While travelling the world he became increasingly conscious of deforestation, notably in Malaysia, Indonesia and Honduras, where trees were being removed to make way for soy or palm oil plantations, monocultural crops whose main use is to feed livestock. Whitaker was driven to convert from carnivore to vegetarian and now vegan. “Most people don’t realise, when you put a bit of chicken in your mouth, it’s not just the chicken. Even if your chicken has been farmed in Norfolk, let’s say, it’s still eating pellets derived from soya that comes from Asia or Brazil. So you’re contributing to deforestation. Even for farmers with the best of intentions, no matter how hard they try, the carbon footprint is huge.”

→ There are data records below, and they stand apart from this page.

PR #4177, opened 2025-06-11
Update SDKs versions and add supported features section

royalfig:
- Updates SDK Resources generation script
- Adds Supported Features section to SDK docs

CleanShot 2025-06-12 at 11 42 26

### DIFF
--- a/docs/docs/lib/edge/lambda.mdx
+++ b/docs/docs/lib/edge/lambda.mdx
@@ -11,7 +11,7 @@ import Pill from '@site/src/components/Pill';
 import SdkResources from '@site/src/components/SdkResources';
 import SdkSupportedFeatures from '@site/src/components/SdkSupportedFeatures';
 
-# Lambda@Edge Edge App & SDK <Pill></Pill>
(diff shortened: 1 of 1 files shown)


docs/docs/lib/edge/lambda.mdx
```diff
@@ -9,8 +9,9 @@ toc_max_heading_level: 5
 import ExternalLink from '@site/src/components/ExternalLink';
 import Pill from '@site/src/components/Pill';
 import SdkResources from '@site/src/components/SdkResources';
+import SdkSupportedFeatures from '@site/src/components/SdkSupportedFeatures';
 
-# Lambda@Edge Edge App & SDK <Pill>beta</Pill>
+# Lambda@Edge Edge App & SDK <Pill></Pill>
```
Auz: Do we need the pill if there is nothing in it?

Auz (approved):

docs/docs/lib/edge/lambda.mdx
royalfig: Thanks. I think there was a type issue here, which is why it got deleted. It's now resolved.

PR #4185, opened 2025-06-13
Base Moments class for science code

lukebrawleysmith:
Currently to conduct inference using our codebase, we need to pass in 2 TestStatistics. To be able to use post-stratification in a Bayesian or sequential framework, we need to be able to pass in post-stratification results, rather than test statistics.

This PR changes our science codebase so that the first step in all tests is to calculate the first and second moments (i.e., the mean and squared standard error, respectively) of the effect estimate. These moments are then passed into either frequentist non-sequential, frequentist sequential, or the Bayesian testing engines.  
As an additional benefit, this PR simplifies our code base.  

No results should change as a result of this PR.

This PR does not contain any post-strat work, and is a pre-requisiste for post-strat.

Testing: 
All current unit tests work.  I also compared results to the main branch for frequentist (with and without sequential) and Bayesian engines and the results were unchanged.


packages/stats/gbstats/models/tests.py
```diff
@@ -97,9 +260,54 @@ def __init__(
...
+# Tests
+class BaseABTest(ABC):
+    def __init__(
+        self,
+        stats: List[Tuple[TestStatistic, TestStatistic]],
+        config: BaseConfig = BaseConfig(),
+    ):
+        self.stats = stats
+        stats_a, stats_b = zip(*self.stats)
+        self.stat_a = reduce(operator.add, stats_a)
```
lukesonnet: Shouldn't we only do this in the non post-stratify case? so doesn't this belong in the `compute_moments_result` method or somewhere else?

Should there be an error if the length is > 1 and there is a non-summable statistic (e.g. a quantile statistic)?

packages/stats/gbstats/models/tests.py
```diff
@@ -97,9 +260,54 @@ def __init__(
...
+        self.stat_b = reduce(operator.add, stats_b)
+        self.config = config
+        self.alpha = config.alpha
+        self.relative = config.difference_type == "relative"
+        self.scaled = config.difference_type == "scaled"
+        self.traffic_percentage = config.traffic_percentage
+        self.total_users = config.total_users
+        self.phase_length_days = config.phase_length_days
+        self.moments_result = self.compute_moments_result()
```
lukesonnet, line 284: Let's not compute in the initialization step.

Instead, let's change `compute_result` to be non-abstract in this case.

Let's change it to be something like:

```
def compute_result(self) -> TestResult:
    moments = self.compute_moments_result()
    result = self.compute_statistics(moments)
    return result
    
@abstractmethod
def compute_statistics():
    pass
```
Where compute_statistics is abstract and implemented by the child classes.

Not sure if this will work with type hinting, but lets try and I can maybe explore the type hinting more in depth.

lukebrawleysmith: Per offline conversation, I am leaving `compute_result` in the `__init__` method, as it would require broader re-write that is out of scope (e.g., changing p-value to not be a property and moving inside of `compute_result`).

packages/stats/gbstats/models/tests.py
lukebrawleysmith: changed logic so that we pass stats to `compute_moments_result` and added error

packages/stats/gbstats/models/tests.py
```diff
@@ -1,29 +1,54 @@
...
     compute_theta_regression_adjusted_ratio,
 )
 from gbstats.models.settings import DifferenceType
+from gbstats.utils import isinstance_union, frequentist_diff, frequentist_variance
 
 
 # Configs
+@dataclass
+class EffectMomentsConfig:
+    difference_type: DifferenceType = "relative"
```
lukesonnet: Should this be just `relative` or `absolute`? Seems scaled impact is just absolute here, right?

packages/stats/gbstats/models/tests.py
```diff
@@ -97,9 +247,64 @@ def __init__(
...
+        )
+
+
+def sum_stats(
+    stats: List[Tuple[TestStatistic, TestStatistic]]
+) -> Tuple[TestStatistic, TestStatistic]:
+    stats_a, stats_b = zip(*stats)
+    summable_check_a = all(isinstance(stat_a, SummableStatistic) for stat_a in stats_a)
+    summable_check_b = all(isinstance(stat_b, SummableStatistic) for stat_b in stats_b)
+    if len(stats_a) > 1 and (not summable_check_a or not summable_check_b):
```
lukesonnet, line 261: nit: if len is 1 and it is not summable, does reduce operator work? Can we add some unit tests for this case?

Maybe instead we should check `len(stats)` and if that is 1 we just return the 0th items directly?

packages/stats/gbstats/frequentist/tests.py
```diff
@@ -330,8 +213,10 @@ def p_value(self) -> float:
 
     @property
     def confidence_interval(self) -> List[float]:
-        halfwidth: float = t.ppf(1 - self.alpha / 2, self.dof) * np.sqrt(self.variance)
-        return two_sided_confidence_interval(self.point_estimate, halfwidth)
+        halfwidth: float = t.ppf(1 - self.alpha / 2, self.dof) * self.moments_result.standard_error  # type: ignore
```
lukesonnet: nit: what's this type ignore?

packages/stats/gbstats/models/tests.py
lukebrawleysmith: good call, updated

packages/stats/gbstats/models/tests.py
lukebrawleysmith: I added unit tests.  
I'm slightly inclined to leave as is, as the code is shorter and less verbose, and we have unit tests verifying it works.  If you feel differently I'm fine adding the len == 1 case.

packages/stats/gbstats/frequentist/tests.py
lukebrawleysmith: good call, I changed the t.ppf output from array to float, and the type error went away

PR #4190, opened 2025-06-16
Fix controlled tooltips not rendering

### LINKED ISSUE #4163: [Bug] Attributes : Unable to view references
### Summary

Unable to view references of an attribute  on the UI

#### Expected Behavior

Should look like this as per [this](https://github.com/growthbook/growthbook/pull/2930) PR

Image

#### Current Behavior

Pop up with reference information does not render.

Kevin-Chant:
### Features and Changes

Fixes an issue where controlled tooltips (via the `state` prop) weren't rendering due to the new fade in/out logic.

- Closes #4163

### Testing

Check the tooltips on the `/attributes` page

### Screenshots

image

### DIFF
--- a/packages/front-end/components/Tooltip/Tooltip.tsx
+++ b/packages/front-end/components/Tooltip/Tooltip.tsx
@@ -6,6 +6,7 @@ import {
   useEffect,
   CSSProperties,
   useRef,
+  useCallback,
 } from "react";
 import { usePopper } from "react-popper";
 import clsx from "clsx";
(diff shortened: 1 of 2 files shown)


packages/front-end/components/Tooltip/Tooltip.tsx
```diff
@@ -54,11 +55,36 @@ const Tooltip: FC<Props> = ({
...
+
+  const handleMouseEnter = useCallback(() => {
+    clearTimeouts();
+    timeoutRef.current = setTimeout(() => {
+      setOpen(true);
+      setTimeout(() => setFadeIn(true), 50);
+    }, delay);
+  }, [clearTimeouts, timeoutRef, setOpen, setFadeIn, delay]);
+
+  const handleMouseLeave = useCallback(() => {
```
ahdriel, line 73: question: If this is truly a controlled component then we should not close it automatically based on mouseLeave, no?

We can still have a onMouseLeave listener prop here that the parent can use to update `state` if they want

Kevin-Chant: Hmm, yeah this is a weird component because it's partially/optionally controlled. I went with keeping the mouseLeave handler & just invoking it manually because the main issue was not having a trigger ref to invoke it

ahdriel: > this is a weird component because it's partially/optionally controlled

I don't think we should allow this behavior though -- we should either have a controlled input where both open and onOpenChange need to be provided or neither and then it manages itself.

PR #4504, opened 2025-09-02
fix(power): ensure threshold passes through to power calc

lukesonnet:
### Features and Changes

We previously weren't properly passing through the bayesian and frequentist org threshold settings if they were different from the default.

Also added information to the stats engine settings section and provided you with a UI to override, thereby partly addressing #4505.

### Testing

Changed organization thresholds and observed directionally correct updates to power calculation.

Screenshot 2025-09-02 at 10 54 20 AM

Screenshot 2025-09-02 at 10 54 03 AM

Also seem loom for evidence the override is working: 
https://www.loom.com/share/d8963d9c18a54f26a166af3a90eb6031

Ignore how similar the %ages are to your threshold in that loom, this is correct with these thresholds and I tested it again with more reasonable data and all was well.

### DIFF
--- a/packages/front-end/components/PowerCalculation/PowerCalculationStatsEngineSettingsModal.tsx
+++ b/packages/front-end/components/PowerCalculation/PowerCalculationStatsEngineSettingsModal.tsx
@@ -12,6 +12,10 @@ import usePValueThreshold from "@/hooks/usePValueThreshold";
 
 type StatsEngineWithSequential = "bayesian" | "frequentist" | "sequential";
 
+export type StatsEngineSettingsWithAlpha = StatsEngineSettings & {
+  alpha: number;
+};
+
 export function alphaToChanceToWin(alpha: number): number {
   return parseFloat((100 * (1 - alpha)).toFixed(6));
 }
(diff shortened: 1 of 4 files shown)


lukebrawleysmith:
I tested frequentist (sequential and unadjusted) and Bayesian cases and see that organizational settings are now being propagated through.  LGTM

packages/front-end/components/PowerCalculation/PowerCalculationStatsEngineSettingsModal.tsx
```diff
@@ -1,16 +1,33 @@
...
+import useConfidenceLevels from "@/hooks/useConfidenceLevels";
+import usePValueThreshold from "@/hooks/usePValueThreshold";
 
 type StatsEngineWithSequential = "bayesian" | "frequentist" | "sequential";
 
+export type StatsEngineSettingsWithAlpha = StatsEngineSettings & {
+  alpha: number;
+};
+
+export function alphaToChanceToWin(alpha: number): number {
```
lukebrawleysmith, line 19: For experiments `alpha` is specified for two-sided test.  CTW is directional.  I think the solution here is `100 * (1 - 0.5 * alpha)`.

lukebrawleysmith (commented):
one comment around 1-sided vs 2-sided test, otherwise LGTM

PR #4511, opened 2025-09-03
Custom validation hooks

jdorn:
### Features and Changes

For self-hosted deployments, allow custom javascript validation snippets for features, experiments, and more.  User-supplied code is run inside a V8 isolate for security with strict CPU and memory limits.

Example: Require a non-empty description for features:

```js
if (!feature.description) throw new Error("A description is required")
```

Example: Call an external API that scans for PII in the default feature value and rejects if found

```js
// Boolean features are always fine
if (feature.valueType === "boolean") return;

const res = await fetch("https://example.com/api/v1/detect-pii", {
  method: "POST",
  body: JSON.stringify({ text: feature.defaultValue })
});
const json = await res.json();

if (json.hasPII) throw new Error("PII detected in default value");
```

Limits per invocation:
- Max memory: 32MB
- Max CPU active time: 100ms
- Max overall execution time (including fetches): 5s
- Max fetch response size: 500KB

image

image

TODO:
- [x] `runCustomValidation` method that uses V8 isolates and enforces limits
- [x] New data model to store custom validation snippets
- [x] CRUD endpoints for custom validation snippets (self-hosted only)
- [x] Front-end to manage custom validation snippets (self-hosted only)
- [x] `validateFeature` hook
   - [x] Create feature (app)
   - [x] Create feature (rest)
   - [x] Update feature (app)
   - [x] Update feature (rest)
- [x] `validateFeatureDraft` hook
   - [x] Create revision (app)
   - [x] Create revision (rest)
   - [x] Update revision (app)
   - [x] Update revision (rest)
- [ ] `validateExperiment` hook
   - [ ] Create experiment (app)
   - [ ] Create experiment (rest)
   - [ ] Update experiment (app)
   - [ ] Update experiment (rest)
   - [ ] Start experiment (app)
   - [ ] Make changes (app)

### DIFF
--- a/packages/back-end/package.json
+++ b/packages/back-end/package.json
@@ -16,7 +16,7 @@
     "start:with-tracing": "node --require ./dist/tracing.opentelemetry.js dist/server.js",
     "start:with-datadog": "node --require ./dist/tracing.datadog.js dist/server.js",
     "repl": "node --require ts-node/register/transpile-only --experimental-repl-await repl",
-    "test": "DISABLE_PYTHON_MONITOR=true GB_STATS_ENGINE_MIN_POOL_SIZE=0 jest --forceExit --verbose --detectOpenHandles",
+    "test": "DISABLE_PYTHON_MONITOR=true GB_STATS_ENGINE_MIN_POOL_SIZE=0 NODE_OPTIONS='--no-node-snapshot' jest --forceExit --verbose --detectOpenHandles",
     "type-check": "tsc --pretty --noEmit",
     "unused-export-check": "npx ts-unused-exports tsconfig.json --findCompletelyUnusedFiles --allowUnusedTypes --showLineNumber",
     "generate-dummy-data": "ts-node ./test/data-generator/new-generator.ts",


packages/back-end/src/enterprise/sandbox/sandbox-eval.ts
```diff
@@ -0,0 +1,259 @@
...
+} from "back-end/src/routers/custom-hooks/custom-hooks.validators";
+import { FeatureInterface } from "back-end/types/feature";
+import { ReqContextClass } from "back-end/src/services/context";
+import { getContextForAgendaJobByOrgObject } from "back-end/src/services/organizations";
+import { FeatureRevisionInterface } from "back-end/types/feature-revision";
+
+const MEMORY_MB = 32;
+const CPU_TIMEOUT_MS = 100; // max active CPU time (excluding fetch)
+const WALL_TIMEOUT_MS = 5000; // max total run time (including fetch)
+const MAX_FETCH_RESP_SIZE = 500 * 1024; // 500KB max response size from fetch calls
```
tzjames: Maybe set these to be env vars in case a self hosted instance wants to change it for whatever reason.

packages/back-end/package.json
```diff
@@ -74,6 +74,7 @@
     "generate-password": "^1.7.1",
     "googleapis": "^59.0.0",
     "handlebars": "^4.7.8",
+    "isolated-vm": "5.0.4",
```
tzjames, line 78: All calls to `node` in this file where Isolate might run, ie. start, start-with-tracing, watch-dev, etc... need `--no-node-snapshot` to run correctly on macOS, node>20.

packages/front-end/pages/settings/custom-hooks.tsx
```diff
@@ -0,0 +1,430 @@
...
+            />
+          ))}
+          <Button
+            onClick={runTest}
+            disabled={!form.watch("code")}
+            variant="outline"
+          >
+            <Flex align="center" gap="3">
+              <Text>Run Test</Text>
+              <Kbd size="1">Ctrl + Enter</Kbd>
```
tzjames: On Mac this is `Command + Enter`

packages/back-end/src/enterprise/sandbox/sandbox-eval.ts
```diff
@@ -0,0 +1,259 @@
+// sandbox-runner.ts
```
tzjames: Unneeded comment.  Also wrong file name,

packages/back-end/src/enterprise/sandbox/sandbox-eval.ts
```diff
@@ -0,0 +1,259 @@
...
+
+  const hooks = await adminContext.models.customHooks.getByHook(
+    hookType,
+    project,
+  );
+  for (const hook of hooks) {
+    const res = await _runCustomHook(adminContext, hook, functionArgs);
+    if (!res.ok) {
+      const message =
+        (res.error || "Custom hook error") + (res.log ? `\n${res.log}` : "");
```
tzjames, line 98: When creating the custom hook and testing, it seems useful to have the logs.  But this also prints out when creating an actual feature, which I wasn't expecting.

packages/front-end/pages/settings/custom-hooks.tsx
```diff
@@ -0,0 +1,430 @@
...
+            method: "POST",
+            body: JSON.stringify(value),
+          });
+        }
+
+        if (onSave) onSave();
+      })}
+    >
+      <Flex align="start" gap="5">
+        <div style={{ width: "50%" }} className="border-right pr-4">
```
tzjames, line 208: When the right column is too long (feature+revision+return val+ some logs), the divider wasn't going all the way down.  With the following change it was:
```suggestion
      <Flex align="stretch" gap="5" style={{ alignItems: "stretch" }}>
        <div
          style={{ width: "50%", display: "flex", flexDirection: "column" }}
          className="border-right pr-4"
        >
```

packages/back-end/src/enterprise/sandbox/sandbox-eval.ts
```diff
@@ -0,0 +1,259 @@
...
+          const { _body, _error, ...rest } = await hostFetch.applyPromise(undefined, args);
+          if (_error) {
+            throw new Error(_error);
+          }
+          return {
+            ...rest,
+            text: async () => _body,
+            json: async () => JSON.parse(_body),
+          };
+        };
```
tzjames, line 224: This doesn't work.  It isn't the right syntax, plus functions can't be returned.  So we can't have realistic fetch behavior.  The best we can do is:
```
globalThis.fetch = async (...args) => {
          const { _body, _error, ...rest} = await hostFetch.apply(undefined, args, {
            arguments: { copy: true },
            result: { copy: true, promise: true }
          });
          if (_error) {
            throw new Error(_error);
          }
          let json;
          try {
               json = JSON.parse(_body);
          } catch {
               json = null;
          }
          return {
            ...rest,
            text: _body,
            json
          };
        };
```
but then it wouldn't be functioning like normal fetch as .text and .json wouldn't be functions and would have to be accessed directly.
Or we can do:
```
  globalThis.responseText = (response) => response._bodyText;
        globalThis.responseJson = (response) => JSON.parse(response._bodyText);
        
        globalThis.fetch = async (...args) => {
          const { _body, _error, ...rest} = await hostFetch.apply(undefined, args, {
            arguments: { copy: true },
            result: { copy: true, promise: true }
          });
          if (_error) {
            throw new Error(_error);
          }
          return {
            ...rest,
            _bodyText: _body
          };
        };
```
then they would have to do:
```
let data = await fetch("https://httpbin.org/uuid");
console.log(data);
console.log(responseText(data)); 
console.log(responseJson(data).uuid); 
```

packages/back-end/package.json
jdorn: I only changed it for `watch-dev` since I figured it's pretty rare to run `start` outside of a Docker container. I might need to also add it for tests.

packages/back-end/src/enterprise/sandbox/sandbox-eval.ts
jdorn: I was able to get it to work

packages/back-end/package.json
tzjames: Ok.  I kind of think it is such a minor performance difference and only on node start up that we might as well have it on both.  But I guess we can add it later if people complain.

PR #4512, opened 2025-09-03
Miscellaneous Holdout tweaks

msamper:
### Features and Changes

- Copy tweaks
- Shows all project holdouts for an experiment with a selected project
- Shows `lookbackStartDate` instead of phase `startDate` for analysis period
- Tweaks color of skipped holdout rule

### Screenshots

Screenshot 2025-09-03 at 10 06 09 AM


packages/front-end/components/Holdout/HoldoutSelect.tsx
```diff
@@ -24,7 +24,7 @@ export const HoldoutSelect = ({
 }) => {
   const { getDatasourceById } = useDefinitions();
   const { hasCommercialFeature } = useUser();
-  const { holdouts, experimentsMap } = useHoldouts(selectedProject);
+  const { holdouts, experimentsMap } = useHoldouts();
```
lukesonnet, line 27: When do we use this project prop for useHoldouts then? I guess we filter below so this looks fine and tracks with my testing.

msamper: it's used on the holdouts list page to only show holdouts belonging to a given project

PR #4514, opened 2025-09-03
[feat] Dismissible Callouts

msamper:
### Features and Changes

Allows Callouts to be dismissible, similar to PremiumCallouts. Makes Safe Rollout promo and Holdout promo dismissible.

### Screenshots

Screenshot 2025-09-03 at 10 47 06 AM

Screenshot 2025-09-03 at 10 53 50 AM

### DIFF
--- a/packages/front-end/components/Radix/Callout.tsx
+++ b/packages/front-end/components/Radix/Callout.tsx
@@ -45,7 +45,7 @@ export default forwardRef<
     size = "md",
     icon,
     contentsAs = "text",
-    dismissible,
+    dismissible = false,
     id,
     renderWhenDismissed,
     ...containerProps


packages/front-end/components/Radix/Callout.tsx
```diff
@@ -22,6 +24,9 @@ export default forwardRef<
     size?: "sm" | "md";
     icon?: ReactNode | null;
     contentsAs?: "text" | "div";
+    dismissible?: boolean;
+    id?: string;
+    renderWhenDismissed?: (undismiss: () => void) => React.ReactElement;
```
ahdriel: suggestion: We can type it like this to make TypeScript complain if we don't provide an `id` when `dismissible` is true, or to complain when `renderWhenDismissed` is provided but `dismissible` is not true.

```
type DismissibleProps = {
  dismissible: true;
  id: string;
  renderWhenDismissed: (undismiss: () => void) => ReactNode;
};

type UndismissableProps = {
  dismissible?: false;
  id?: string;
  renderWhenDismissed?: never;
};

type CalloutProps = {
  children: ReactNode;
  status: Status;
  size?: "sm" | "md";
  icon?: ReactNode | null;
  contentsAs?: "text" | "div";
} & (DismissibleProps | UndismissableProps) &
  MarginProps;

export default forwardRef<HTMLDivElement, CalloutProps>(function Callout(
```

msamper: TIL, great suggestion!

PR #4516, opened 2025-09-03
chore(clickhouse): Update property that was deprecated

ahdriel:
### Features and Changes

While looking over some server logs I noticed the following line:

```
[2025-09-03T22:50:57.042Z][WARN][@clickhouse/client][Config] "host" is deprecated. Use "url" instead.
```

So I am doing that.


msamper (approved):
lgtm! checked clickhouse client docs and this looks to be in line with the parameters they expect now

PR #4519, opened 2025-09-04
Investigate increased CPU usage

ahdriel:
### Features and Changes


ahdriel:
See #4541 for the fix

PR #4522, opened 2025-09-04
Add baseSetting fallback to metric value resolution

itsgrimetime:
When the settings API is called, the metric settings fields `delayHours`, `windowType`, `windowHours`, `winRisk`, `loseRisk` are being resolved by `genMetricOverrideResolver`, which:

Checks experiment-level metric overrides -> checks metric-level values -> falls back to `null` if neither exist

This should probably fall back to the organization's base settings (from `ctx.baseSettings`) like the `genDefaultResolver` does, not to `null`.

The OpenAPI spec shows these fields as required - but nullable, leading to issues when attempting to validate responses via something like pydantic

### DIFF
--- a/packages/shared/src/settings/resolvers/genMetricOverrideResolver.ts
+++ b/packages/shared/src/settings/resolvers/genMetricOverrideResolver.ts
@@ -13,6 +13,7 @@ export default function genMetricOverrideResolver(
   fieldName: keyof Omit<
     MetricOverride,
     | "id"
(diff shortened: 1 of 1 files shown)


ahdriel:
@itsgrimetime Nice find! Thanks for the fix.

Can you expand on the OpenAPI point to make sure I understand it? You are saying that the current spec is wrong even after the fix you provided in this PR? Would love to fix this for you as well if that's the case.

ahdriel (approved):

PR #4534, opened 2025-09-08
Allow sso enabled orgs to customize defaultRole to include env limits…

mknowlton89:
… and project-scoped roles

### Features and Changes

### DIFF
--- a/packages/back-end/src/routers/organizations/organizations.controller.ts
+++ b/packages/back-end/src/routers/organizations/organizations.controller.ts
@@ -2053,7 +2053,7 @@ export async function putLicenseKey(
 }
 
 export async function putDefaultRole(
-  req: AuthRequest<{ defaultRole: string }>,
+  req: AuthRequest<{ defaultRole: MemberRoleWithProjects }>,
   res: Response,
 ) {
   const context = getContextFromReq(req);
@@ -2068,7 +2068,10 @@ export async function putDefaultRole(
     );
   }
 
-  if (!isRoleValid(defaultRole, org)) {
+  if (
+    !isRoleValid(defaultRole.role, org) ||
+    !areProjectRolesValid(defaultRole.projectRoles, org)
+  ) {
     throw new Error("Invalid role");
   }
 
@@ -2079,11 +2082,7 @@ export async function putDefaultRole(
   updateOrganization(org.id, {
     settings: {
       ...org.settings,
-      defaultRole: {
-        role: defaultRole,
-        limitAccessByEnvironment: false,
-        environments: [],
-      },
+      defaultRole,
     },
   });
 
--- a/packages/front-end/components/Settings/Team/UpdateDefaultRoleForm.tsx
+++ b/packages/front-end/components/Settings/Team/UpdateDefaultRoleForm.tsx
@@ -2,11 +2,13 @@ import { useState } from "react";
 import { useForm } from "react-hook-form";
 import { RESERVED_ROLE_IDS, getDefaultRole } from "shared/permissions";
 import Button from "@/components/Button";
-import SelectField, { GroupedValue } from "@/components/Forms/SelectField";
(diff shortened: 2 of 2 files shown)


packages/front-end/components/Settings/Team/ProjectRolesSelector.tsx
```diff
@@ -98,12 +97,13 @@ export default function ProjectRolesSelector({
...
-                    ...defaultRole,
-                  }) as ProjectMemberRole,
-                );
+                newProjectRoles.push({
+                  project: newProject,
+                  role: defaultRole.role,
+                  limitAccessByEnvironment:
+                    defaultRole.limitAccessByEnvironment,
+                  environments: defaultRole.environments,
+                });
```
mknowlton89: This change was necessary because now that the defaultRole can have projectRoles, if we simply spread it in, it means the `projectRole` then has a `projectRoles` array inside of it, so the nesting is too deep.

packages/back-end/src/routers/organizations/organizations.controller.ts
```diff
@@ -2079,11 +2082,7 @@ export async function putDefaultRole(
   updateOrganization(org.id, {
     settings: {
       ...org.settings,
-      defaultRole: {
-        role: defaultRole,
-        limitAccessByEnvironment: false,
-        environments: [],
-      },
+      defaultRole,
```
jdorn, line 2105: We're not doing full validation on what is being passed into this endpoint.  `isRoleValid` and `areProjectRolesValid` only do surface level checks.

For example, we need `environments` to be an array of strings, but someone could pass in a different data type and we would just save it here without validation.  That has the potential to break the rest of the app.

mknowlton89: I added some zod validation middleware to this endpoint to ensure the shape of the data matches.

I've also switched from the `isRoleValid` and `isProjectRoleValid` and started using `validateRoleAndEnvs` as it's a much more exhaustive check.

And finally, I have made a tweak to the `validateRoleAndEnvs` so that we only validate the envs IF `limitAccessByEnvironments` is set to true.

On the front-end, if a user toggles the `limitAccessByEnvironment` toggle off, we don't reset the `environments` array to an empty array, so that if they re-enable it, they don't have to re-add all of the environments.

However, this could cause an issue if an environment was deleted - even if `limitAccessByEnvironments` was disabled, the endpoint would throw an error due to the deleted env. Which is a bad front end experience since when the toggle is disabled, we hide the input field for environments, so the user could get really confused as to what environment the error is referring to.

In addition to that change, within `SingleRoleSelector` we previously only rendered active environments, which again could cause confusion around deleted environments as the endpoint might throw an error saying you can't use an env, but that env wouldn't be rendered in the list of envs because it's not active.

So now, I'm pulling all of the active envs, and then adding any deleted envs (aka, an env that is in the user's environments array, but isn't in the active envs array) and indicating that it's deleted. So this way, a user can remove the deleted env. Previous to this change, an org could get into a spot where they can't make any changes to the user's role due to a deleted env.

packages/front-end/components/Settings/Team/SingleRoleSelector.tsx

He went to Brazil in 2014 to watch the World Cup. But while he was there he met an insect farmer and his destiny changed. He had already argued, while doing his masters, that insects might be a solution to a range of problems. “The apple falls from the tree; the worm eats the apple; the bird eats the worm,” says Whitaker. “I realised that we’ve cut out the middle part. But the worm will produce the soil to grow the next tree.”

We can’t keep on cutting down forests to produce soya and hoovering up fish to make fishmeal

He stayed in Brazil for the next eight months, running a pilot scheme and learning the techniques. When he came back to England one cold January day in 2015, he set up a prototype insect farm – a 2m x 2m breeding system – in the spare room of his parents’ house in Catford. He had visited the four corners of the Earth but had finally returned to south London to set up Entocycle.

Whitaker won a “MassChallenge” prize of $20,000 and obtained funding from Innovate UK. He moved to Silicon Valley for six months and picked up $2m from “Y Combinator” to set up the new facility near London Bridge. Food waste, rotting banana skins and the like, is fed to black soldier fly larvae that are then ground into high-protein flour to make animal-feed. “Think of a chicken pecking at the ground. I knew that insects are the main food source for most animals.”

Entocycle is a value-driven company and Whitaker is passionate about what they’re doing. “You can’t get people on board unless you really believe in what you’re doing. It’s hard for  Unilever to say this new product will make your hair 10 per cent more shiny. It has to be sustainable. That’s why people want to come and work for you.”

At the same time as he is supporting an improved system of feeding animals, he also wants to cut down on meat consumption. “We are eating ham and cheese toasties for breakfast, chicken for lunch and beef lasagne for dinner. That has become normalised, and yet it’s so unhealthy – for us and the planet.” He points out that Covid-19 was almost certainly caused by us eating too much meat. “We are going to have more pandemics because we are destroying nature.”

The key point for Entocycle is that they are aiming to feed animals in a sustainable way.

“We can’t keep on cutting down forests to produce soya and hoovering up fish to make fishmeal.” And they are producing protein locally and disrupting the international supply chain, making us more food-secure. The plan is to licence the tech to other parts of the world so they can produce protein locally.

Ultimately, Keiran Whitaker reckons that we will eat more insects ourselves, even if black soldier fly sausages are not yet in Tesco. Eating insects is “100 per cent viable as part of the human diet” and not just a stupid stunt on I’m a Celebrity

“Insects are natural. If you look around the world, most people eat insects. Aborigines in Australia eat witchetty grubs.  Cricket tacos in Mexico. Locusts are another delicacy. It’s only western society that ignores insects.” 

But there are exceptions: Whitaker reckons the ancient Greek philosopher Aristotle used to like scrambled eggs with a side of damsel fly.